=== Section Start ===

Issue #642, opened 2023-11-04
`@Serializable(as = ...)` and `@Deserializable(as = ...)` doesn't check type compatibility


oujesky:
### Expected Behavior

When a type is annotated as de-/serializable with `as = ...`, there should be a check that the types must be compatible 

For example having:
```
@Serdeable.Deserializable(as = LinkedList.class)
@Serdeable.Serializable(as = LocalDate.class)
public interface SomeInterface {}
```

with `as = ...` set as completely unrelated types should throw an exception.

### Actual Behaviour

It seems that this kind of check is present in the `micronaut-serialization` annotation processor and should fail in compile time, but it looks broken.

The example code compiles successfully and then fails with an exception during both serialization (`io.micronaut.serde.exceptions.SerdeException: No serializable introspection present for type LocalDate ...` and deserialization (`io.micronaut.core.beans.exceptions.IntrospectionException: No bean introspection available for type [class java.util.LinkedList]...`).

The code that should take care of these checks is in https://github.com/oujesky/micronaut-serialization/blob/master/serde-processor/src/main/java/io/micronaut/serde/processor/SerdeAnnotationVisitor.java#L794-L812

I was tinkering around and tried debugging the `SerdeAnnotationVisitor#visitClassInternal(...)` during compilation and it found the following:
- `element.getDeclaredMetadata().findAnnotation(SerdeConfig.class)` returns `Optional.empty`
- `element.getAnnotationMetadata().findAnnotation(SerdeConfig.class)` returns `Optional[@io.micronaut.serde.config.annotation.SerdeConfig(deserAs=java.util.LinkedList, serAs=java.time.LocalDate)]`

Since declared annotation metadata are queried during the check in `SerdeAnnotationVisitor#visitClassInternal(...)`, it shows up as if the annotation wasn't present at all and the checks are skipped and silently ignored. Not sure if this is problem of the `micronaut-serialization` annotation processing or something more low-level in core.

On the other hand, during runtime, both variants return same (assumedly correct) result:
- `BeanIntrospector.SHARED.getIntrospection(SomeInterface.class).findAnnotation(SerdeConfig.class)` returns `Optional[@io.micronaut.serde.config.annotation.SerdeConfig(deserAs=java.util.LinkedList, serAs=java.time.LocalDate)]`
[...]

PR #651, opened 2023-11-07
Correct validation for `@Serializable(as = ...)` and `@Deserializable(as = ...)`

dstepanov:
+ Refactored `SerdeAnnotationVisitor` to throw an exception instead of registering a failure 

Fixes https://github.com/micronaut-projects/micronaut-serialization/issues/642

### DIFF
--- a/serde-jackson/src/test/groovy/io/micronaut/serde/jackson/annotation/JsonGetterSetterSpec.groovy
+++ b/serde-jackson/src/test/groovy/io/micronaut/serde/jackson/annotation/JsonGetterSetterSpec.groovy
@@ -451,6 +451,6 @@ record Test(
 
         then:
         def e = thrown(RuntimeException)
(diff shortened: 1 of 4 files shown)


serde-jackson/src/test/groovy/io/micronaut/serde/jackson/annotation/JsonGetterSetterSpec.groovy
```diff
@@ -451,6 +451,6 @@ record Test(
 
         then:
         def e = thrown(RuntimeException)
-        e.message.contains("A method annotated with AnyGetter must return a Map")
+        e.message.contains("A field annotated with AnyGetter must be a Map")
```
dstepanov, line 454: Refactoring corrected the use-case

graemerocher (approved):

=== Section End ===

Directions: Look through the records above for the string "contains", then copy every line that has it.

Reply:
-        e.message.contains("A method annotated with AnyGetter must return a Map")
+        e.message.contains("A field annotated with AnyGetter must be a Map")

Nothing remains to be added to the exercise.